> _EXERCISE_:
Write the data out again, matching every line exactly.

> _THE DATA_:
PR #454, opened 2025-06-25
Protect moves

Koekenpann:
# Protect moves
Add the new Protect moves added in Gens 5 to 9.

1. Move failure cases are now handled in ``BattleController_BeforeMove.c`` instead of ``TryProtection`` battle command.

> _WRITTEN RESPONSE_:
PR #454, opened 2025-06-25
Protect moves

Koekenpann:
# Protect moves
Add the new Protect moves added in Gens 5 to 9.

1. Move failure cases are now handled in ``BattleController_BeforeMove.c`` instead of ``TryProtection`` battle command.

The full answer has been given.